(Beginning of Raw data)
PR #35471, opened 2023-05-07
GH-35176: [C++] Add support for disabling threading for emscripten

### LINKED ISSUE #35176: [C++] Add support for disablging threading for emscripten

I've built most of arrow (pyarrow and dependencies) for emscripten. It would be good to have a way to disable threading, as a lot of emscripten use is in browsers where threading may not be available.

At the moment I just put in dummy pthreads, which means some functionality in e.g.datasets fails because it assumes threading is available.

### Component(s)

C++

joemarshall:
As previously discussed in #35176 this is a patch that adds an option `ARROW_DISABLE_THREADING`. When it is turned on, arrow threadpool and serial executors don't spawn threads, and instead run tasks in the main thread when futures are waited for.

It doesn't mess with threading in projects included as dependencies, e.g. multithreaded malloc implementations because if you're building for a non threaded environment, you can't use those anyway.

Basically where this is at is that it runs the test suite okay, and I think should work well enough to be a backend for pandas on emscripten/pyodide, so subject to reviews etc. it is worth merging (and would be jolly convenient for me if it was).

What this means is:
1) It is possible to use arrow in non-threaded emscripten/webassembly environments (with some build patches specific to emscripten which I'll put in once this is in)
2) Most of arrow just works, albeit slower in parts.

Things that don't work and probably won't:
1) Server stuff that relies on threads. Not a massive problem I think because environments with threading restrictions are currently typically also restricted from making servers anyway (i.e. they are web browsers)
2) Anything that relies on actually doing two things at once (for obvious reasons)

Things that don't work yet and could be fixed in future:
1) use of asynchronous file/network APIs in emscripten which would mean I/O could work efficiently in one thread.
2) asofjoin - right now the implementation relies on std::thread - it needs refactoring to work with threadpool like everything else in arrow, but I'm not sure I am expert enough in the codebase to do it well.
* Closes: #35176


kou:
In general, I think that `ARROW_ENABLE_*` is better than `ARROW_DISABLE_*` for readability.

joemarshall:
Yeah I was torn on that. I guess I thought disable implies that threading is a default and that this is something for special cases? I'm easy though.

kou:
There are many default `ON` options. So `ARROW_ENABLE_*=ON` doesn't imply that the feature is disabled by default. 
See also: https://github.com/apache/arrow/blob/main/cpp/cmake_modules/DefineOptions.cmake

joemarshall:
Okay, I'll flip that

joemarshall:
That's flipped, it's now ARROW_ENABLE_THREADING, and an option is added to defineoptions.cmake

cmdline-working.txt
```diff
@@ -0,0 +1,10 @@
+export CMAKE_TOOLCHAIN_FILE=/home/pszjm2/arrow/Emscripten.cmake
```
pitrou, line 1: This is probably not meant to be part of this PR, is it?

cpp/cmake_modules/DefineOptions.cmake
```diff
@@ -210,6 +210,10 @@ takes precedence over ccache if a storage backend is configured" ON)
 
   define_option(ARROW_WITH_MUSL "Whether the system libc is musl or not" OFF)
 
+  define_option(ARROW_ENABLE_THREADING "Enable threading in arrow core. "
+                ON)
```
pitrou, line 214:
```suggestion
  define_option(ARROW_ENABLE_THREADING "Enable threading in Arrow core. "
                ON)
```

cpp/src/arrow/acero/CMakeLists.txt
```diff
@@ -236,7 +246,9 @@ if(ARROW_BUILD_BENCHMARKS)
     target_link_libraries(arrow-acero-expression-benchmark PUBLIC arrow_acero_static)
     target_link_libraries(arrow-acero-filter-benchmark PUBLIC arrow_acero_static)
     target_link_libraries(arrow-acero-project-benchmark PUBLIC arrow_acero_static)
-    target_link_libraries(arrow-acero-asof-join-benchmark PUBLIC arrow_acero_static)
+    if(!gig)
```
pitrou, line 249: Hmm, what is this?

cpp/src/arrow/acero/asof_join_node.cc
```diff
@@ -1520,6 +1520,9 @@ class AsofJoinNode : public ExecNode {
       // Plan has already aborted.  Do not start process thread
       return Status::OK();
     }
+    #ifndef ARROW_ENABLE_THREADING
+      return Status::ExecutionError("ASOF join requires threading enabled");
```
pitrou, line 1524: Probably move this at the beginning of this method? Also use a `#else` clause around the regular implementation.

And I would probably make this `Status::NotImplemented`.

cpp/src/arrow/acero/asof_join_node_test.cc
```diff
@@ -1380,7 +1380,7 @@ T GetEnvValue(const std::string& var, T default_value) {
 }  // namespace
 
 TEST(AsofJoinTest, BackpressureWithBatchesGen) {
-  int num_batches = GetEnvValue("ARROW_BACKPRESSURE_DEMO_NUM_BATCHES", 10);
+  int num_batches = GetEnvValue("ARROW_BACKPRESSURE_DEMO_NUM_BATCHES", 2);
```
pitrou, line 1383: Not sure we want to modify this parameter? cc @westonpace

cpp/src/arrow/acero/bloom_filter.cc
```diff
@@ -426,6 +426,9 @@ void BloomFilterBuilder_Parallel::CleanUp() {
 
 std::unique_ptr<BloomFilterBuilder> BloomFilterBuilder::Make(
     BloomFilterBuildStrategy strategy) {
+#ifndef ARROW_ENABLE_THREADING
+  strategy=BloomFilterBuildStrategy::SINGLE_THREADED;
```
pitrou, line 430:
```suggestion
  strategy = BloomFilterBuildStrategy::SINGLE_THREADED;
```

cpp/src/arrow/acero/bloom_filter_test.cc
```diff
@@ -472,8 +472,10 @@ TEST(BloomFilter, Basic) {
 
   std::vector<BloomFilterBuildStrategy> strategy;
   strategy.push_back(BloomFilterBuildStrategy::SINGLE_THREADED);
-#ifndef ARROW_VALGRIND
+#ifdef ARROW_ENABLE_THREADING
+#ifndef ARROW_VALGRIND 
   strategy.push_back(BloomFilterBuildStrategy::PARALLEL);
+#endif
 #endif
```
pitrou, line 479: Or, more tersely
```suggestion
#if defined(ARROW_ENABLE_THREADING) && !defined(ARROW_VALGRIND)
  strategy.push_back(BloomFilterBuildStrategy::PARALLEL);
#endif
```

cpp/src/arrow/acero/task_util.cc
```diff
@@ -328,10 +328,13 @@ Status TaskSchedulerImpl::ScheduleMore(size_t thread_id, int num_tasks_finished)
   }
 
   ARROW_DCHECK(register_finished_);
-
+#ifndef ARROW_ENABLE_THREADING
+    return ExecuteMore(thread_id, 1, true);
+#else
   if (use_sync_execution_) {
```
pitrou, line 334: Shouldn't instead `use_sync_execution_` to be always true when threading is disabled? @westonpace

cpp/src/arrow/util/config.h.cmake
```diff
@@ -57,5 +57,6 @@
 #cmakedefine ARROW_WITH_MUSL
 #cmakedefine ARROW_WITH_OPENTELEMETRY
 #cmakedefine ARROW_WITH_UCX
+#cmakedefine ARROW_ENABLE_THREADING
```
pitrou, line 60: Let's try to keep this alphabetically-ordered?

.github/workflows/cpp.yml
```diff
@@ -57,11 +57,19 @@ jobs:
...
       matrix:
         include:
+          - arch: amd64
+            clang-tools: "14"
+            image: ubuntu-cpp
+            llvm: "14"
+            runs-on: ubuntu-latest
+            title: AMD64 ubuntu-cpp no threads
+            ubuntu: "22.04"
+            enable_threading: "OFF"
```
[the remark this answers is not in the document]
kou: The following change will work:

```diff
diff --git a/dev/tasks/tasks.yml b/dev/tasks/tasks.yml
index 6d07c65b4..103c11acc 100644
--- a/dev/tasks/tasks.yml
+++ b/dev/tasks/tasks.yml
@@ -1162,6 +1162,15 @@ tasks:
       image: ubuntu-cpp
 {% endfor %}
 
+  test-ubuntu-22.04-cpp-no-threading:
+    ci: github
+    template: docker-tests/github.linux.yml
+    params:
+      env:
+        UBUNTU: 22.04
+      flags: "-e ARROW_ENABLE_THREADING=OFF"
+      image: ubuntu-cpp
+
   test-ubuntu-20.04-cpp-thread-sanitizer:
     ci: github
     template: docker-tests/github.linux.yml
```

You can run the job by commenting `@github-actions crossbow submit test-ubuntu-22.04-cpp-no-threading` in a PR.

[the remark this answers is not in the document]
assignUser: Agreed! A nightly would be much more appropriate.

cpp/src/arrow/acero/asof_join_node_test.cc
joemarshall: oops, sorry left in from testing.  Reverting.

.github/workflows/cpp.yml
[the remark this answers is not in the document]
joemarshall: okay, reverted and added nightly

cpp/src/arrow/acero/task_util.cc
joemarshall: have done

joemarshall:
@github-actions crossbow submit test-ubuntu-22.04-cpp-no-threading

pitrou:
@github-actions crossbow submit test-ubuntu-22.04-cpp-no-threading

kou:
@joemarshall Could you create a feature branch for this instead of using the `main` branch?
`@github-actions crossbow submit test-ubuntu-22.04-cpp-no-threading` doesn't work with the `main` branch.

kou:
> A feature branch in my repo?

Yes.

joemarshall:
This is now in #35672 which is the same but from a differently named branch because that means that the CI stuff (crossbow submit commands) actually work, whereas they don't work if the name of the source branch is main.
(End of Raw data)
» **Problem description**: Once the line containing "### LINKED ISSUE" has been set down, nothing more is wanted; set down each line of the listing above up to it exactly, starting with the first.

» **Solution to this task**:
PR #35471, opened 2023-05-07
GH-35176: [C++] Add support for disabling threading for emscripten

### LINKED ISSUE #35176: [C++] Add support for disablging threading for emscripten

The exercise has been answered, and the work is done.